One could argue that the long-awaited trial of the “Khmer Rouge
genocide,” that oxymoron, will help clarify both the nature of communism
and the notion of genocide by confronting the essentially political
character of most of the Khmer Rouge’s crimes with the politically
expedient origins of the legal definition of genocide. But it is a
lesson that comes at a cost for the people the court was supposed to
help, the victims, especially those who are most involved in its work.

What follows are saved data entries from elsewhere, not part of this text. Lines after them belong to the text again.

Issue #41305, opened 2025-02-04
kubeflow-katib fails ldd-check test pipeline


murraybd:
The package kubeflow-katib will fail the ldd-check test pipeline with the following error:

```
2025/02/03 19:36:47 INFO FAIL[ldd-check]: /opt/katib/cmd/suggestion/hyperband/v1beta1/lib/python3.10/site-packages/scipy.libs/libgfortran-040039e1.so.5.0.0: missing libquadmath-96973f99.so.0.0.0
2025/02/03 19:36:59 INFO INFO[ldd-check]: tested 229 files with ldd. 228 passes. 1 fails.
```

Issue #41304, opened 2025-02-04
kserve fails ldd-check test pipeline


murraybd:
The package kserve will fail the ldd-check test pipeline with the following error:

```
2025/02/03 19:45:37 INFO FAIL[ldd-check]: /usr/lib/python3.11/site-packages/numpy.libs/libgfortran-040039e1.so.5.0.0: missing libquadmath-96973f99.so.0.0.0
2025/02/03 19:45:37 INFO FAIL[ldd-check]: /usr/lib/python3.11/site-packages/numpy.libs/libopenblas64_p-r0-0cf96a72.3.23.dev.so: missing libgfortran-040039e1.so.5.0.0
2025/02/03 19:46:18 INFO INFO[ldd-check]: tested 112 files with ldd. 110 passes. 2 fails.
```

a-crate:
Should be fixed, I can't close this though.

Issue #40843, opened 2025-01-29
kubeflow-pipelines-visualization-server fails ldd-check test pipeline


murraybd:
The package kubeflow-pipelines-visualization-server will fail the ldd-check test pipeline with the following error:

```
2025/01/28 01:31:39 INFO FAIL[ldd-check]: /usr/lib/python3.11/site-packages/h5py.libs/libhdf5-a6e30693.so.310.4.0: missing libsz-b66d1717.so.2.0.1
2025/01/28 01:31:39 INFO FAIL[ldd-check]: /usr/lib/python3.11/site-packages/h5py.libs/libhdf5_hl-e82549de.so.310.0.4: missing libhdf5-a6e30693.so.310.4.0 libsz-b66d1717.so.2.0.1
2025/01/28 01:31:39 INFO FAIL[ldd-check]: /usr/lib/python3.11/site-packages/h5py.libs/libsz-b66d1717.so.2.0.1: missing libaec-001fb5f0.so.0.0.12
2025/01/28 01:32:12 INFO FAIL[ldd-check]: /usr/lib/python3.11/site-packages/numpy.libs/libgfortran-040039e1.so.5.0.0: missing libquadmath-96973f99.so.0.0.0
2025/01/28 01:32:12 INFO FAIL[ldd-check]: /usr/lib/python3.11/site-packages/numpy.libs/libopenblas64_p-r0-0cf96a72.3.23.dev.so: missing libgfortran-040039e1.so.5.0.0
2025/01/28 01:32:23 INFO FAIL[ldd-check]: /usr/lib/python3.11/site-packages/pillow.libs/libbrotlidec-a621e7f2.so.1.1.0: missing libbrotlicommon-5b2eba61.so.1.1.0
2025/01/28 01:32:23 INFO FAIL[ldd-check]: /usr/lib/python3.11/site-packages/pillow.libs/libfreetype-edd71024.so.6.20.1: missing libpng16-2a828d05.so.16.44.0 libbrotlidec-a621e7f2.so.1.1.0
2025/01/28 01:32:23 INFO FAIL[ldd-check]: /usr/lib/python3.11/site-packages/pillow.libs/libharfbuzz-07d0ad17.so.0.61010.0: missing libfreetype-edd71024.so.6.20.1
[...]

Issue #40842, opened 2025-01-29
superset fails ldd-check test pipeline


murraybd:
The package superset will fail the ldd-check test pipeline with the following error:

```
2025/01/27 23:11:29 INFO running step "test/ldd-check"
2025/01/27 23:11:30 INFO [ldd-check] Testing binaries in package superset
2025/01/27 23:11:42 INFO PASS[ldd-check]: /usr/share/superset/venv/bin/python
2025/01/27 23:11:42 INFO PASS[ldd-check]: /usr/share/superset/venv/bin/python3
2025/01/27 23:11:42 INFO PASS[ldd-check]: /usr/share/superset/venv/bin/python3.11
2025/01/27 23:11:42 INFO PASS[ldd-check]: /usr/share/superset/venv/lib/python3.11/site-packages/_brotli.cpython-311-x86_64-linux-gnu.so
2025/01/27 23:11:42 INFO PASS[ldd-check]: /usr/share/superset/venv/lib/python3.11/site-packages/_cffi_backend.cpython-311-x86_64-linux-gnu.so
2025/01/27 23:11:42 INFO PASS[ldd-check]: /usr/share/superset/venv/lib/python3.11/site-packages/_geohash.cpython-311-x86_64-linux-gnu.so
2025/01/27 23:11:42 INFO PASS[ldd-check]: /usr/share/superset/venv/lib/python3.11/site-packages/pvectorc.cpython-311-x86_64-linux-gnu.so
2025/01/27 23:11:44 INFO PASS[ldd-check]: /usr/share/superset/venv/lib/python3.11/site-packages/PIL/_imaging.cpython-311-x86_64-linux-gnu.so
2025/01/27 23:11:44 INFO PASS[ldd-check]: /usr/share/superset/venv/lib/python3.11/site-packages/PIL/_imagingcms.cpython-311-x86_64-linux-gnu.so
2025/01/27 23:11:44 INFO PASS[ldd-check]: /usr/share/superset/venv/lib/python3.11/site-packages/PIL/_imagingft.cpython-311-x86_64-linux-gnu.so
2025/01/27 23:11:44 INFO PASS[ldd-check]: /usr/share/superset/venv/lib/python3.11/site-packages/PIL/_imagingmath.cpython-311-x86_64-linux-gnu.so
[...]

PR #41625, opened 2025-02-07
Allow test/ldd-check to resolve shared objects in the same python module, run newly passing tests

### LINKED ISSUE #41002: checkov fails ldd-check test pipeline
The package checkov will fail the ldd-check test pipeline with the following error:

```
2025/01/30 20:53:51 INFO FAIL[ldd-check]: /usr/share/app/checkov/.venv/lib/python3.11/site-packages/igraph.libs/libxml2-3998bec4.so.2.9.1: missing liblzma-004595ca.so.5.2.2
2025/01/30 20:54:42 INFO INFO[ldd-check]: tested 50 files with ldd. 49 passes. 1 fails.
```

a-crate:
Fixes: https://github.com/wolfi-dev/os/issues/41002, https://github.com/wolfi-dev/os/issues/40838, https://github.com/wolfi-dev/os/issues/41304, https://github.com/wolfi-dev/os/issues/41305

These are cases where a python module brings a shared object with it, and then that shared object links against a 2nd shared object brought by the same module.
In this case SO1 links against SO2 using just the library name (instead of a relative path), which the python interpreter allows by loading objects in the same directory before looking elsewhere. LDD doesn't do this by default.

Related: https://github.com/wolfi-dev/os/issues/40831, https://github.com/wolfi-dev/os/issues/40843, https://github.com/wolfi-dev/os/issues/40842

These have cases of this but they also have some other ldd failures unrelated to python stuff.

### DIFF
--- a/kubeflow-katib.yaml
+++ b/kubeflow-katib.yaml
@@ -86,6 +86,11 @@ subpackages:
           tar c ./pkg | tar xvf - -C ${{targets.subpkgdir}}/opt/katib/
           mv .venv-earlystopping/* ${{targets.subpkgdir}}/opt/katib/$SUGGESTION_DIR
           mv ./$SUGGESTION_DIR/* ${{targets.subpkgdir}}/opt/katib/$SUGGESTION_DIR
+    test:
+      pipeline:
+        - uses: test/ldd-check
+          with:
+            packages: $(basename ${{targets.contextdir}})
 
   - name: katib-tfevent-metricscollector
     description: Kubeflow Katib tfevent-metricscollector
@@ -105,6 +110,11 @@ subpackages:
           cp -r ./pkg ${{targets.subpkgdir}}/opt/katib/pkg
           mv ./$SUGGESTION_DIR/* ${{targets.subpkgdir}}/opt/katib/$SUGGESTION_DIR
           cd ${{targets.subpkgdir}}/opt/katib/$SUGGESTION_DIR
+    test:
+      pipeline:
+        - uses: test/ldd-check
+          with:
+            packages: $(basename ${{targets.contextdir}})
 
   - name: katib-suggestion-hyperband
     description: Kubeflow Katib suggestion-hyperband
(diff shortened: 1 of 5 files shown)


pipelines/test/ldd-check.yaml
```diff
@@ -88,7 +90,13 @@ pipeline:
           return 0
         fi
 
-        ldd "$f" >$outf 2>$errf || rc=$?
+        if [[ "$f" =~ python.*site-packages ]]; then
```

There are also serious political risks. Accusing the Pol Pot regime
of “genocide” just after it collapsed, in 1979, may have helped bridge
the divide between Cambodians and the Vietnamese-backed government, but
the use of the term by the ECCC today could revive old tensions between
the two peoples. At the opening of the trial in late 2011, Nuon Chea
issued repeated warnings about the Vietnamese threat to the Khmer nation
— back in his day, since then, now. Those comments sounded to me like
the defiant salvos of an unrepentant ideologue, a man defeated by
history and yet congealed in the past. But someone apparently was
worried that outside the courtroom they would play too well: state media
were instructed to stop broadcasting the hearings live.
The Vietnamese question has only become more sensitive since. The
legitimacy of Prime Minister Hun Sen was openly questioned in general
elections last year, when he suffered his sharpest rebuke from voters to
date. A leitmotif of the main opposition party’s campaign was a kind of
“the Vietnamese are lurking” scare-mongering argument, pegged to
illegal immigration and abusive land concessions. The party’s leaders
routinely referred to the Vietnamese as youn, which is
considered to be derogatory, as they of course well know. These days
there are frequent protests in front of the Vietnamese embassy in Phnom
Penh, over the status of territory in the Mekong Delta that Vietnam
obtained from the French during the colonial period and some Cambodians
still claim is theirs.
Craig Etcheson, a leading Khmer Rouge scholar who was an investigator
for the prosecution at the ECCC from 2006 to 2012, says that this
xenophobia is precisely the reason that the court’s consideration of the
genocide charge on behalf of the Vietnamese could be “a superb teaching
moment.” More likely, though, it will be “a gigantic shitstorm.”
Many Cambodians, like other people who survive mass crimes, seem
haunted by that question with no answer: “Why?” But a moment after first
asking it they often repeat it with this characteristic twist: “Why did
the Khmer Rouge try to exterminate Cambodians?” If only the Khmer Rouge
had tried to exterminate an ethnic or national group other than their
own — if only their central purpose had been to commit a genocide –- then it might all make a bit more sense.